MATERIAL SUPPLIED section start

PR #128, opened 2023-10-02
feat(boojum): Adding `zk status prover` command

mm-zk:
# What ❔

* Adding zk status prover command to see the current state of FRI prover
* mostly focused on local deployments (might require some changes before we run it on boojnet)

## Why ❔

* to better see what's going on in the prover pipeline

## Checklist

```shell
zk status prover
```

image

### DIFF
--- a/infrastructure/zk/src/status.ts
+++ b/infrastructure/zk/src/status.ts
@@ -8,18 +8,18 @@ import { assert } from 'console';
 let pool: Pool | null = null;
 
 const GETTER_ABI = [
-    'function getTotalBlocksCommitted() returns (uint256)', 
-    'function getTotalBlocksVerified() returns (uint256)',
+    'function getTotalBlocksCommitted() view returns (uint256)', 
+    'function getTotalBlocksVerified() view returns (uint256)',
 ];
 
 const VERIFIER_ABI = [
-    'function verificationKeyHash() returns (bytes32)',
+    'function verificationKeyHash() view returns (bytes32)',
 ];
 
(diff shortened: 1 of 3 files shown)


infrastructure/zk/src/status.ts
```diff
@@ -0,0 +1,210 @@
+import { Command } from 'commander';
+
+import { Pool } from 'pg';
+import { ethers } from 'ethers';
+import { assert } from 'console';
+
+// Postgress connection pool - must be intialized later - as the ENV variables are set later.
+let pool: any = null;
```
ly0va, line 8: To still get type hints, you can do something like
```suggestion
let pool: Pool | null = null;
```

infrastructure/zk/src/status.ts
```diff
@@ -0,0 +1,210 @@
...
+
+const GETTER_ABI = [
```
ly0va, line 10: More of a nit/suggestion, but if you want to hardcode the ABIs, ethers supports the following format

```
const GETTER_ABI = [
    'function getTotalBlocksCommitted() returns (uint256)', 
    'function getTotalBlocksVerified() returns (uint256)'
]
```

ly0va (approved):

infrastructure/zk/src/status.ts
mm-zk: oh - that's super nice. Thanks !

infrastructure/zk/src/status.ts
mm-zk: done.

MATERIAL SUPPLIED section end

▶ **WHAT NEEDS TO BE DONE**
In the entries above, find each line with the word "getTotalBlocksVerified" and show it.

▶ **ANSWER TO THE EXERCISE**
-    'function getTotalBlocksVerified() returns (uint256)',
+    'function getTotalBlocksVerified() view returns (uint256)',
    'function getTotalBlocksVerified() returns (uint256)'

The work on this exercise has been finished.